Standing Committee Vice Chairman of the Supreme People's Assembly
- In office 22 December 1953 – 20 September 1957

Personal details
- Born: 1883 Joseon
- Died: 1960 (aged 76–77) Pyongyang, North Korea
- Citizenship: North Korea
- Party: Korean Social Democratic Party

Korean name
- Hangul: 홍기황
- RR: Hong Gihwang
- MR: Hong Kihwang

= Hong Ki-hwang =

North Korean politician (1883–1960)

Hong Ki-hwang (1883–1960) was a North Korean independence activist and politician who served as a member of the Supreme People's Assembly, North Korea's unicameral parliament.

==Biography==
He served as vice chairman of the Korean Social Democratic Party since late 1945. He was vice-chairman of the South Pyongan Provincial People's Committee. In March 1946 he participated in a meeting commemorating the 27th Anniversary of the March First Movement held at the plaza in front of Pyongyang Station and made a speech there.

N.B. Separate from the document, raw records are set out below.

PR #6319, opened 2025-12-02
New subclass payload layout

youknowone:
I am considering new subclass payload layout to provide
1. Actually subclass typed function parameters, like using PyRef<PyBool> instead PyRef<PyInt>
2. adding new fields to the subclass payload, which cause error right now.

I will left open questions on the code.

## Summary by CodeRabbit

* **New Features**
  * Centralized OS/errno error construction with OS-subtype exceptions; SSL/socket errors now surface as OS-derived errors.
  * New subclass/base support: safe upcast/into_base operations and PySubclass support for transparent subclasses.

* **Bug Fixes**
  * Runtime validation for subclass base-field layout and size-aware downcast errors.
  * Exception payloads now expose errno/strerror/filename fields with getters/setters.

* **Refactor**
  * Widespread conversion to transparent-wrapper/base-embedded patterns across ctypes, IO, bool/int, AST, struct-sequence and exception types.

### DIFF
--- a/crates/vm/src/stdlib/io.rs
+++ b/crates/vm/src/stdlib/io.rs
@@ -87,9 +87,7 @@ pub(crate) fn make_module(vm: &VirtualMachine) -> PyRef<PyModule> {
     #[cfg(any(not(target_arch = "wasm32"), target_os = "wasi"))]
     fileio::extend_module(vm, &module).unwrap();
 
-    let unsupported_operation = _io::UNSUPPORTED_OPERATION
-        .get_or_init(|| _io::make_unsupportedop(ctx))
-        .clone();
+    let unsupported_operation = _io::unsupported_operation().to_owned();
     extend_module!(vm, &module, {
         "UnsupportedOperation" => unsupported_operation,
         "BlockingIOError" => ctx.exceptions.blocking_io_error.to_owned(),
@@ -204,7 +202,8 @@ mod _io {
     }
 
     pub fn new_unsupported_operation(vm: &VirtualMachine, msg: String) -> PyBaseExceptionRef {
-        vm.new_exception_msg(UNSUPPORTED_OPERATION.get().unwrap().clone(), msg)
+        vm.new_os_subtype_error(unsupported_operation().to_owned(), None, msg)
+            .upcast()
     }
 
     fn _unsupported<T>(vm: &VirtualMachine, zelf: &PyObject, operation: &str) -> PyResult<T> {
@@ -4243,11 +4242,7 @@ mod _io {
         }
     }
 
-    rustpython_common::static_cell! {
-        pub(super) static UNSUPPORTED_OPERATION: PyTypeRef;
-    }
-
-    pub(super) fn make_unsupportedop(ctx: &Context) -> PyTypeRef {
+    fn create_unsupported_operation(ctx: &Context) -> PyTypeRef {
         use crate::types::PyTypeSlots;
         PyType::new_heap(
             "UnsupportedOperation",
@@ -4261,6 +4256,13 @@ mod _io {
             ctx,
         )
         .unwrap()
+    }
+
+    pub fn unsupported_operation() -> &'static Py<PyType> {
+        rustpython_common::static_cell! {
+            static CELL: PyTypeRef;
+        }
+        CELL.get_or_init(|| create_unsupported_operation(Context::genesis()))
     }
 
     #[pyfunction]
--- a/crates/vm/src/vm/vm_new.rs
+++ b/crates/vm/src/vm/vm_new.rs
@@ -107,6 +107,11 @@ impl VirtualMachine {
         )
     }
 
+    pub fn new_os_error(&self, msg: impl ToPyObject) -> PyRef<PyBaseException> {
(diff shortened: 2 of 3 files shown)


crates/vm/src/builtins/bool.rs
```diff
@@ -78,18 +79,46 @@ impl PyObjectRef {
...
     #[inline]
     fn class(ctx: &Context) -> &'static Py<PyType> {
         ctx.types.bool_type
     }
+
+    /// PyBool reuses PyInt's TypeId
+    #[inline]
+    fn payload_type_id() -> std::any::TypeId {
+        std::any::TypeId::of::<PyInt>()
+    }
```
youknowone: This is okay here, because PyInt and PyBool shares same payload. The only difference is type.

But implementing this makes `PyPayload::downcastable` to be automatically `true` for any kind of `PyInt`. It doesn't make failing tests on this patch because we don't use that pattern. But it obviously will be a sort of trap for future developing.

~~Another question is that `PyPayload::downcastable` only takes &PyObject currently. We can't compare it to actual type... because we don't have vm.ctx.~~

crates/vm/src/builtins/bool.rs
```diff
@@ -78,18 +79,46 @@ impl PyObjectRef {
 }
 
 #[pyclass(name = "bool", module = false, base = PyInt)]
-pub struct PyBool;
+#[repr(transparent)]
+pub struct PyBool(pub PyInt);
```
youknowone, line 90: Now we have to manually define the base layout to be always leading field.
The problem is Rust actually only guarantees it to be actually same layout only when #[repr(transparent)] is used. 

What I didn't check yet: Can using #[repr(C)] helps? Is there any other repr options to keep the first field as same as its original layout?

crates/derive-impl/src/pyclass.rs
```diff
@@ -528,19 +528,46 @@ pub(crate) fn impl_pyclass(attr: PunctuatedNestedMeta, item: Item) -> Result<Tok
...
         quote! {
             impl ::rustpython_vm::PyPayload for #ident {
+                #[inline]
+                fn payload_type_id() -> ::std::any::TypeId {
+                    <#base_type as ::rustpython_vm::PyPayload>::payload_type_id()
+                }
+
+                #[inline]
+                fn validate_downcastable_from(obj: &::rustpython_vm::PyObject) -> bool {
+                    <Self as ::rustpython_vm::class::PyClassDef>::BASICSIZE <= obj.class().slots.basicsize && obj.class().fast_issubclass(<Self as ::rustpython_vm::class::StaticType>::static_type())
```
youknowone, line 631: Maybe I found another way to do with more tricks. Let's check it with OSError

youknowone:
@ShaharNaveh This is almost done! Could you give a look again?

youknowone:
One question: Passing OSError to new_exception is a runtime error. Can this be checked earlier?

crates/derive-impl/src/pyclass.rs
```diff
@@ -305,6 +305,87 @@ pub(crate) fn impl_pyclass_impl(attr: PunctuatedNestedMeta, item: Item) -> Resul
...
+
+    match &item_struct.fields {
+        syn::Fields::Named(fields) => {
+            if fields.named.is_empty() {
+                bail_span!(
+                    item_struct,
+                    "#[pyclass] with base = {base_name} requires the first field to be of type {base_name}, but the struct has no fields"
+                );
+            }
+            let first_field = fields.named.first().unwrap();
```
ShaharNaveh: You can remove the check for `is_empty` above, and have `unwrap_or` on `fields.named.first().unwrap_or(bail_span!(...))`

crates/derive-impl/src/pyclass.rs
```diff
@@ -305,6 +305,87 @@ pub(crate) fn impl_pyclass_impl(attr: PunctuatedNestedMeta, item: Item) -> Resul
...
+            }
+        }
+        syn::Fields::Unnamed(fields) => {
+            if fields.unnamed.is_empty() {
+                bail_span!(
+                    item_struct,
+                    "#[pyclass] with base = {base_name} requires the first field to be of type {base_name}, but the struct has no fields"
+                );
+            }
+            let first_field = fields.unnamed.first().unwrap();
```
ShaharNaveh: same thing

crates/derive-impl/src/pyclass.rs
```diff
@@ -579,14 +715,30 @@ pub(crate) fn impl_pyexception_impl(attr: PunctuatedNestedMeta, item: Item) -> R
...
-        return Err(syn::Error::new_spanned(
-            &attr[0],
-            "#[pyexception] impl doesn't allow attrs. Use #[pyclass] instead.",
-        ));
+    // Check if with(Constructor) is specified
+    let mut has_constructor_trait = false;
+    let mut extra_attrs = Vec::new();
+    for nested in &attr {
+        if let NestedMeta::Meta(Meta::List(MetaList { path, nested, .. })) = nested {
+            if path.is_ident("with") {
```
ShaharNaveh:
```suggestion
            // If we already found the constructor trait, no need to keep looking for it
            if !has_constructor_trait && path.is_ident("with") {
```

In February 1946 he joined the Provisional People's Committee of North Korea. In February 1947 he participated in the People's Assembly of North Korea. From 29 February 1952 to 16 January 1953 he was the acting director of the National Censorship Committee. In February 1956, Choe Yong-gon was appointed as a vice chairman of the WPK, leaving Hong Ki-hwang, deputy chairman of the KDP since late 1945, to replace him as chairman of the KDP until November 1958 when he was replaced by Kang Ryang-uk. In the 1957 North Korean parliamentary election he was elected a member of the 2nd Supreme People's Assembly. He was purged together with his brother in 1960.